Today is the day that bloggers participating in the Bloggers Unite for Haiti event submit their posts. Their badge is at the right hand column. I already did a couple of posts but with this one I want to try it more directly with the Millennium Development Goals.
The events in Haiti are now moving from the emergency response stage to the rebuilding stage. Numerous problems arose during the massive effort to respond to the disaster that will be the source of lessons to take forward. The biggest issue to my mind was that again it was using a pound of cure instead of an ounce of prevention which would have been the case if the Millennium Development Goals had already been made a reality. It is not only a matter of how well developing countries would be able to address major disasters themselves but how well a global cooperative effort would be able to do so.
One of the problems was the cessation of planes from the United States carrying earthquake victims to Florida hospitals. SHAILA DEWAN of the New York Times wrote about the Cost Dispute Halts Airlift of Injured Haiti Quake Victims: The United States has suspended its evacuations of critically injured victims until a dispute over who will pay for their care in Florida and other states is settled. The number and complexity of the cases the medical care was costing the state of Florida millions. Florida Governor Crist’s requested the federal government to shoulder some of the expense
“Florida stands ready to assist our neighbors in Haiti, but we need a plan of action and reimbursement for the care we are providing,” Mr. Ivey spokesman for Mr. Crist said.

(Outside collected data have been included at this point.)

PR #21511, opened 2018-06-16
DOC: Improve code example for Index.get_indexer

topper-123:
Make code example clearer for ``Index.get_indexer``

### DIFF
--- a/pandas/core/indexes/base.py
+++ b/pandas/core/indexes/base.py
@@ -3148,8 +3148,12 @@ class Index(IndexOpsMixin, PandasObject):
 
         Examples
         --------
-        >>> indexer = index.get_indexer(new_index)
-        >>> new_values = cur_values.take(indexer)
+        >>> index = Index(['c', 'a', 'b'])
+        >>> index.get_indexer(['a', 'b', 'x'])
+        array([ 1,  2, -1], dtype=int32)
+
+        Notice that the return value is an array of locations in ``index``
+        and ``x`` is marked by -1, as it is not in ``index``.
 
         Returns
         -------
--- a/pandas/core/indexes/base.py
+++ b/pandas/core/indexes/base.py
@@ -3146,21 +3146,22 @@ class Index(IndexOpsMixin, PandasObject):
 
             .. versionadded:: 0.21.0 (list-like tolerance)
 
-        Examples
-        --------
-        >>> index = Index(['c', 'a', 'b'])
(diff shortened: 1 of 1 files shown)


gfyoung (approved):
Nice!

cc @jreback

pandas/core/indexes/base.py
```diff
@@ -3148,8 +3148,12 @@ def droplevel(self, level=0):
 
         Examples
         --------
-        >>> indexer = index.get_indexer(new_index)
-        >>> new_values = cur_values.take(indexer)
+        >>> index = %(target_klass)s(['c', 'a', 'b'])
```
jschendel: There are docs being generated for both [`MultiIndex.get_indexer`](https://pandas-docs.github.io/pandas-docs-travis/generated/pandas.MultiIndex.get_indexer.html) and [`IntervalIndex.get_indexer`](https://pandas-docs.github.io/pandas-docs-travis/generated/pandas.IntervalIndex.get_indexer.html) that are using this template:

https://github.com/pandas-dev/pandas/blob/9e982e18678c47c83ce2bb5932f844e2d9ee21f3/pandas/core/indexes/multi.py#L1962-L1963

https://github.com/pandas-dev/pandas/blob/9e982e18678c47c83ce2bb5932f844e2d9ee21f3/pandas/core/indexes/interval.py#L1090-L1091

Other indexes, like `DatetimeIndex`, don't appear to currently have docs generated for this, but inherit the method and would produce a docstring viewable with a command like `DatetimeIndex.get_indexer?` in IPython.

In any of these cases, the `%(target_klass)s` (I think this should actually be `%(klass)s`?) would get filled in with one of the aforementioned index types, which would produce an invalid example.

I think it's reasonable to just hardcode this in as `Index(['c', 'a', 'b'])` and have the user infer the behavior for the specific type of index they're using?

jschendel (changes requested):

pandas/core/indexes/base.py
jorisvandenbossche: > I think it's reasonable to just hardcode this in as Index(['c', 'a', 'b']) and have the user infer the behavior for the specific type of index they're using?

+ 1

jschendel (approved):
Thanks!

jorisvandenbossche (approved):

jorisvandenbossche:
@topper-123 Thanks!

I am not going to fault Florida because I agree that this and similar issues should be addressed at the national and global level. It is an inefficiency of the system that it overburdens a component of the system with relatively limited resources. The structure necessary to bring about the Millennium Development Goals would not only help developing countries to establish their own economic and infrastructure systems to weather disasters, it would also help establish a more robust cooperative system between nations.
The ongoing funding of the relief efforts is also penny wise pound foolish. The idea now is to forgive Haiti's debt. ONE is organizing an international campaign ONE | Help Haiti: Drop the Debt to persuade world leaders to cancel Haiti’s $1 billion international debt and give the country a chance for significant and lasting recovery. This blog also supports a similar effort by Change.org whose widget is at the right hand column if anybody wants to add their support.Tom Hart, Director of Government Relations at ONE, personally delivered more than 150,000 ONE member petition signatures from to the International Monetary Fund (IMF) urging debt cancellation for Haiti. Because of this effort and others, the IMF, Inter-American Development Bank, U.S. Treasury and other key players say that they want to find a way to cancel Haiti's debt. At least one has spoken up is support of this.
IMF: Haiti needs a Marshall Plan
The International Monetary Fund says Haiti will require an effort along the lines of the Marshall Plan for long-term reconstruction.
"My belief is that Haiti -- which has been incredibly hit by different things: the food and fuel prices crisis, then the hurricane, then the earthquake -- needs something that is big," the managing director of the Washington-based International Monetary Fund said.
"Not only a piecemeal approach, but something which is much bigger to deal with the reconstruction of the country -- some kind of a Marshall Plan that we need now to implement for Haiti," he said, referring to the US initiative launched in 1947 to rebuild war-ravaged western Europe. Google/Agence France-Presse
ONE wants to raise the number of signatures to 200,000 and deliver it to the world financial leaders when U.S. Treasury Secretary Tim Geithner and other G7 finance ministers will be meeting in the Arctic Canadian town of Iqaluit. Right now, they are at 175,377 signature.
The question is how much more effective would those dollars have been if they had been invested before the disaster to build Haiti rather than rebuilding a shattered landscape. There isn't really all that much of a commitment coming from the G7 since Haiti was extremely poor before and now is devastated and its ability to repay the debt is basically nil. Fulfilling the promise of the Millennium Declaration would have far more lasting effect.
I am not going to try to claim that the Millennium Development Goals will solve the world's problems or eliminate the tragedy of disasters but they would help the world by making both the ability to withstand them and to address them more equitable and more efficient.